- Born: June 6, 1940 Fort Frances, Ontario, Canada
- Died: March 8, 1968 (aged 27)
- Height: 6 ft 0 in (183 cm)
- Weight: 190 lb (86 kg; 13 st 8 lb)
- Position: Defenseman
- Played for: Michigan Tech Waterloo Black Hawks Rochester Mustangs
- Playing career: 1959–1966

= Elov Seger =

American ice hockey player

Elov Seger (June 6, 1940 – March 8, 1968) was a Canadian ice hockey defenseman who was an All-American and helped Michigan Tech win its first National Championship in 1962.

==Career==
Seger was a three-year player for the Huskies under head coach John MacInnes, helping the team reach the national championship game as a sophomore.
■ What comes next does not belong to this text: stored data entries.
PR #2849, opened 2026-06-19
feat(coprocessor): block context ciphertext materialisation part 2

antoniupop:
## Summary

  This PR implements wave 2 of block-scoped ciphertext materialisation and coprocessor execution, see details in RFCs 11, 19 and 20 for context. Computations are keyed by their host-chain block context, executed deterministically across coprocessors, settled against the finalized canonical chain, and only then published externally.

  The main goal is to make ciphertext state consensus-safe across forks and reorgs while improving scheduler parallelism, liveness, recovery, and blue/green rollout safety.

  ## Execution flow

```mermaid
 flowchart TD
      HC[Host-chain events] --> HL[Host listener]
      HL -->|Materialize block and fork provenance| BW[(Branch work tables)]

      BW --> TW[TFHE worker]
      TW -->|Build dependency components| SC[Parallel scheduler]
      SC -->|Execute, re-randomize and compress| CT[(Branch ciphertexts)]

      CT --> SH[Block state hash]
      SH --> CD[Consensus detector]
      CD --> BG[Blue-green cutover authorization]

      CT --> ST[Canonical settlement]
      ST --> SNS[SNS worker]

      SNS -->|Settled ciphertext and attestation| S3[Canonical S3 storage]
      SNS --> TS[Gateway transaction sender]

      S3 --> DD[Drift and publication verification]
      TS --> DD
      DD -->|Repair or revert| ST
```
  During a blue/green dry run, BCS remains live while GCS executes the new block-scoped semantics. GCS state hashes must agree across operators, but its ciphertext bytes may intentionally differ from BCS. GCS external publication remains fenced until the actual stack cutover.

  ## Changes by component

  ### Database and common lifecycle

  - Adds branch-context settlement state and canonical block progression.
  - Tracks computation provenance by chain, block number, and block hash.
  - Adds migrations and indexes for context acquisition, settlement, cleanup, terminal-error roots, S3 repair, and publication verification.
  - Supports migration/backfill from existing branch data and quarantines unrecoverable legacy rows.

  ### Host listener

  - Materializes computation, PBS, ACL, and dependence-chain rows with their producing block context.
  - Dual-writes legacy and branch state before the semantic cutover, then stops feeding legacy work tables.
  - Tracks finality and reorgs so only the canonical contiguous block sequence is settled.
  - Uses batched ingest queries and explicit provenance validation to reduce ingest overhead and prevent ambiguous branch state.

  ### Scheduler and TFHE worker

  - Acquires work by block context and executes dependency components as atomic batches.
  - Canonicalizes cross-transaction and cross-block dependencies before scheduling.
  - Uses shared ciphertext ownership for intra- and inter-partition fan-out instead of deep-cloning per consumer.
  - Adds lease heartbeats, fairer acquisition, bounded batching, and scheduler liveness safeguards.
  - Applies deterministic block-context re-randomization and compression.
  - Terminalizes deterministic invalid computations and propagates their failure through dependent work.
  - Keeps missing inputs and unclassified infrastructure panics retryable, preventing node-local failures from becoming divergent consensus state.

  ### SNS, S3, and drift recovery

  - Publishes only ciphertexts belonging to settled canonical contexts.
  - Produces signed, context-aware canonical S3 objects and verifies publication before marking work complete.
  - Adds idempotent recovery and repair queues for uploads interrupted by crashes, cutover, or reorgs.
  - Extends drift detection and auto-revert handling for block-scoped digests and expected blue/green window differences.
  - Fences GCS publication during the dry run and drains the accumulated publication backlog after cutover.

  ### Configuration and rollout

  - Registers the new worker, batching, cutover, settlement, and cleanup options in the coprocessor Helm values.
  - Documents the required blue/green cutover coordinate, BCS drain barrier, GCS side-effect fencing, and post-cutover repair process.
  - Keeps SQLx metadata centralized in the workspace .sqlx directory.

  ## Commit guide

  ### feat(coprocessor): define wave2 branch lifecycle state

  Introduces the shared lifecycle and persistence foundation: settlement APIs, branch-context state, migration/backfill support, acquisition indexes, terminal-error roots, cleanup jobs, and S3 publication/repair queues.

  ### feat(coprocessor): materialize and settle host block contexts

  Updates the host listener to attach canonical block and fork provenance to all relevant work. It implements branch-aware ingest, cutover-controlled legacy mirroring, batched inserts, reorg handling, finality tracking, and contiguous settlement advancement.

  ### feat(coprocessor): execute block contexts as atomic batches

  Implements the core TFHE execution path. It groups work by block context, constructs dependency components, schedules them in parallel, performs deterministic re-randomization and compression, and commits their results consistently. It also contains the scheduler liveness, lease renewal, ciphertext-sharing, transient-panic, and terminal-error propagation fixes.

  ### feat(coprocessor): publish settled ciphertexts canonically

  Implements settled-only publication across the SNS worker, S3 uploader, transaction sender, attestations, and drift detector. It adds canonical context-aware storage, publication verification, recovery/quarantine, repair after cutover, and reorg-safe external side effects.

  ### test(coprocessor): cover the wave2 branch lifecycle

  Adds Rust integration coverage for block-scoped execution, branch selection, settlement, reorgs, scheduler liveness, terminal errors, carry cleanup, bridge handling, publication recovery, and drift reversion.

  ### test(e2e): exercise multi-coprocessor branch consensus

  Adds two-of-three and three-of-three coprocessor scenarios, real-fork execution, state-hash consensus checks, watchdog coverage, drift handling, readiness diagnostics, and multi-chain isolation coverage.

  ### docs(coprocessor): document wave2 rollout and configuration

  Adds the operator runbook, legacy-table retirement plan, Helm visibility for all new arguments, and the required blue/green rollout and validation steps.

  ## Testing

  Coverage added across:

  - Host-listener and TFHE-worker Rust unit and integration tests.
  - Scheduler liveness and deterministic/transient error handling.
  - SNS publication, recovery, and S3 repair.
  - Fork, reorg, settlement, and drift-revert paths.
  - Multi-coprocessor e2e consensus and blue/green scenarios.
  - SQLx offline query validation and Helm configuration rendering.


coprocessor/fhevm-engine/db-migration/migrations/20260610145100_branch_event_block_hash.sql
dartdart26, line 148: This is hard to reason about for me personally. Namely, I miss the why and also what is racing with what?

Or to put it differently, can it be avoided, at least for the sake of simplicity?

coprocessor/fhevm-engine/fhevm-engine-common/src/types.rs
```diff
@@ -561,6 +561,31 @@ impl SupportedFheCiphertexts {
...
+            SupportedFheCiphertexts::FheUint64(c) => SupportedFheCiphertexts::FheUint64(c & c),
+            SupportedFheCiphertexts::FheUint128(c) => SupportedFheCiphertexts::FheUint128(c & c),
+            SupportedFheCiphertexts::FheUint160(c) => SupportedFheCiphertexts::FheUint160(c & c),
+            SupportedFheCiphertexts::FheUint256(c) => SupportedFheCiphertexts::FheUint256(c & c),
+            SupportedFheCiphertexts::FheBytes64(c) => SupportedFheCiphertexts::FheBytes64(c & c),
+            SupportedFheCiphertexts::FheBytes128(c) => SupportedFheCiphertexts::FheBytes128(c & c),
+            SupportedFheCiphertexts::FheBytes256(c) => SupportedFheCiphertexts::FheBytes256(c & c),
+        })
+    }
+
```
dartdart26: I think I've missed that part and, if yes, sorry about it. But could you please share the justification for it?

coprocessor/fhevm-engine/gw-listener/src/drift_detector.rs
```diff
@@ -277,34 +277,112 @@ impl DriftDetector {
             return Ok(());
         };
 
-        let row = sqlx::query(
-            "SELECT ciphertext, ciphertext128 FROM ciphertext_digest WHERE handle = $1",
+        // Prefer local rows for finalized event blocks. In a fork scenario the
+        // same handle can exist under different producer/event block hashes; an
+        // off-branch row that happens to match consensus must not mask drift on
+        // the finalized branch. Fully branchless rows remain a compatibility
+        // fallback only when no event-scoped row exists for this handle.
```
dartdart26: I can't easily parse this comment and the justification. Maybe could be useful to rewrite it in simpler language as I think it is important and will be easier to maintain.

Some suggestions and questions:
 * Maybe we can use producer block hashes only and not talk about producer/event to reduce confusion.
 * Not sure what off-branch row means to be honest, now that I think of it.
 * Fully branchless row - not sure what it means.

coprocessor/fhevm-engine/fhevm-engine-common/src/types.rs
antoniupop: This is due to tfhe-rs making compression error out with CiphertextCompressionRequiresEmptyCarries - this used to be initially more relaxed, but then when this tightening was introduced (and currently in main for copro) we didn't have the issue because we (de/)compress all ciphertexts in-between every operation, so the case can't arise where an op without final PBS leaves a raised degree that errors on compress.
However now that we forward ciphertexts raw from one op to the next again (as we do block scope materialisation), this can happen. This only does the clearing conservatively on compress() erroring, not all the time, so we don't pay unless it's needed. I'm adding a test to cover this just to make sure we don't lose track of the issue over time.

cc @IceTDrinker in case I misunderstood something! Cheers!

coprocessor/fhevm-engine/gw-listener/src/drift_detector.rs
antoniupop: Ok - I'll try to simplify wording... Branchless and off-branch refer to either legacy DB tables where we're not branch-aware, or otherwise when there's no block/branch possibly associated (e.g. ZK / inputs).
Would this be clear enough as:

```
  // For handles with event scoped digest rows, compare only rows whose event
  // block is finalized on the canonical branch. The same handle may also have
  // digest rows from sibling/orphaned blocks; those must not satisfy the local
  // comparison, because they could hide drift in the finalized branch's row.
  //
  // A fully branchless digest row (producer_block_hash = '' and block_hash = '')
  // has no branch/event context, so use it only as a compatibility fallback when
  // this handle has no event-scoped digest rows at all.
```

coprocessor/fhevm-engine/fhevm-engine-common/src/types.rs
IceTDrinker: @antoniupop ciphertexts should have clean carries after operations, did you find some that don't keep them clean ? If so we have a bug and we'll fix it ASAP in a patch release for 1.6

IceTDrinker: Also, if you compressed every time before and did not encounter the bug, you should not encounter it in the future.

We can likely make sure the compression routine takes care of that cleaning on your behalf if you had actual problems in the past

IceTDrinker: Though having the signal you had to do something can help pinpoint ops that don't respect the invariant, so pondering a bit about this

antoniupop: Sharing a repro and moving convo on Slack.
PR #2852, opened 2026-06-19
feat(test-suite): confidential bridge e2e and LayerZero wiring in multi-chain

PanGan21:
## Summary

- Local LayerZero V2 infra per host chain: A new `bridge-deploy` step deploys an `EndpointV2Mock` + message lib, deploys the `ConfidentialBridge`, and wires the chains as LZ peers (`setPeer`/`setDstChainId`). Host-listeners get each chain's bridge address to ingest bridge events.
- New `confidential-bridge` e2e suite: Covers public decrypt, user decrypt, computed handle, multiple handles per send, reverse direction, deferred compose, and the `grantFallbackPlaintext` governance fallback.
- Cross RPC relayer: Mocks the behavior of the off-chain LZ executor (`PacketSent` -> `validatePacket` -> `lzReceive` -> `lzCompose`). A `BRIDGE_LZ_ENDPOINT_<CHAINKEY>` opt out targets a real endpoint instead of the mock.

Related: https://github.com/zama-ai/fhevm-internal/issues/1544


PanGan21:
Successful e2e test run: https://github.com/zama-ai/fhevm/actions/runs/27845834244

PR #2854, opened 2026-06-19
fix(gateway-contracts): add extraData v2 support in Decryption contract

geoxel:
Adds handling for `extraData` version 2 in `Decryption.sol`, function `_extractContextId()`


gateway-contracts/contracts/Decryption.sol
```diff
@@ -983,6 +983,18 @@ contract Decryption is
             return contextId;
         }
 
+        // Version 2 -> extract contextId from bytes 1..33; epochId in bytes 33..65 is for KMS use
```
isaacdecoded: Since the epochId is unused at this contract level, maybe it makes sense to change the conditional above to:

`if (version >= 1) {
...
}`

Wdyt? @geoxel

geoxel: Or maybe `if (version == 1 || version == 2) { ... }` so that v3 or v42 go to the UnsupportedExtraDataVersion line 999 ? 
I change the test on length for version 1 from `if (extraData.length < 33)` to `if (extraData.length != 33) {`. It is ok ?

gateway-contracts/contracts/Decryption.sol
```diff
@@ -969,11 +969,13 @@ contract Decryption is
             return GATEWAY_CONFIG.getCurrentKmsContextId();
         }
 
-        // Version 1 -> extract contextId from bytes 1..33
-        if (version == 1) {
-            if (extraData.length < 33) {
-                revert InvalidExtraDataLength(extraData.length, 33);
+        // Versions 1/2 -> extract contextId from bytes 1..33
+        if (version == 1 || version == 2) {
+            uint256 expectedLength = version == 1 ? 33 : 65;
```
isaacdecoded: I don't think we care that much if the extraData is 65-length for version 2, but just if it's 33-length so it contains the contextId. I mean, this `_extractContextId` is about getting the contextId from a given set of bytes, so we only need the 33 bytes to get it. To me, it seems enough:

```
if (version == 1 || version == 2) {
      if (extraData.length < 33) { ... }
}
```

Makes sense to you? @geoxel

geoxel: Fine!

isaacdecoded (approved):
LGTM! 👍

geoxel:
@mergifyio queue

PR #2855, opened 2026-06-19
chore(listener): enable iam-auth feature in listener_core images

maxnovawind:
## Problem

`listener_core` supports RDS IAM database authentication (`store/iam_auth.rs`), but the code is gated behind the `iam-auth` Cargo feature, which is **off by default** (`default = []` in `crates/listener_core/Cargo.toml`).

Both Docker images built without the feature:

```dockerfile
cargo build --release -p listener_core
```

So the shipped binary has no IAM code compiled in. When `iam_auth.enabled=true` is set in config, the binary fails fast at startup:

```
Validation error: iam_auth.enabled=true but binary was built without the iam-auth feature
```

This rejection comes from `DatabaseConfig::validate()`, which is `#[cfg(not(feature = "iam-auth"))]` — its presence proves the binary was built without the feature.

## Fix

Compile `listener_core` with `--features iam-auth` in both Dockerfiles:
- `listener/Dockerfile`
- `listener/Dockerfile.ci`

This pulls in the `aws-config` / `aws-sigv4` / `aws-credential-types` deps and the `connect_iam` path, so `iam_auth.enabled=true` works when configured.

## Notes for reviewers

- **Runtime prerequisites unchanged**: enabling IAM still requires `iam_auth.enabled: true` in config and resolvable AWS credentials (IRSA). This PR only makes IAM *possible* in the binary.
- **Cargo-chef caching** (`Dockerfile`): the `cargo chef cook` step still cooks without the feature, so the AWS crates compile in the final build step rather than the cached dep layer. Correct, just slightly less cache-efficient — can be optimized separately if desired.

## Test plan

- [ ] CI image build succeeds with the feature enabled
- [ ] Deploy with `iam_auth.enabled: true` + IRSA → no validation error, connects via IAM token

### DIFF
--- a/coprocessor/fhevm-engine/db-migration/Dockerfile
+++ b/coprocessor/fhevm-engine/db-migration/Dockerfile
@@ -10,6 +10,30 @@ RUN --mount=type=cache,target=/usr/local/cargo/registry,sharing=locked \
     cargo install sqlx-cli --version 0.7.2 \
     --no-default-features --features postgres,rustls --locked
 
+# Install AWS CLI v2 (self-contained bundle) for RDS IAM auth token generation.
+# prepare_database_url.sh shells out to `aws rds generate-db-auth-token`. The bundle
+# ships its own Python/libs and only depends on glibc, so it runs on the glibc-based
+# postgres runtime image below.
+ARG TARGETARCH
+RUN set -eux; \
+    apk add --no-cache unzip; \
+    arch="${TARGETARCH:-}"; \
+    if [ -z "$arch" ]; then \
+      case "$(uname -m)" in \
+        x86_64) arch=amd64 ;; \
+        aarch64) arch=arm64 ;; \
+      esac; \
+    fi; \
+    case "$arch" in \
+      amd64) aws_arch=x86_64 ;; \
+      arm64) aws_arch=aarch64 ;; \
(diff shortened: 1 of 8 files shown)


nboisde (approved):
Thanks for this catch

coprocessor/fhevm-engine/db-migration/Dockerfile
```diff
@@ -10,6 +10,30 @@ RUN --mount=type=cache,target=/usr/local/cargo/registry,sharing=locked \
     cargo install sqlx-cli --version 0.7.2 \
     --no-default-features --features postgres,rustls --locked
 
+# Install AWS CLI v2 (self-contained bundle) for RDS IAM auth token generation.
```
rudy-6-4, line 13: Could we use a cgr image to copy from it ? https://images.chainguard.dev/directory/image/aws-cli/overview

maxnovawind: After looking into it, I wouldn’t recommend this approach because we would need to copy `aws-cli` and all its dependencies, including Python. It’s not something we can simply install by copying and running the installer in one line.

rudy-6-4 (approved):

maxnovawind:
@mergify queue

tawadaa (approved):

tawadaa:
@mergify dequeue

After a down season, the Huskies roared to the top of their conference in 1962, winning 29 of their final 30 games, capturing both the conference and national championships. Seger was named to the All-WCHA Second Team and was selected as an All-American. The last goal he scored for the Huskies tied the game in the WCHA championship and began a 4-goal barrage in the third period.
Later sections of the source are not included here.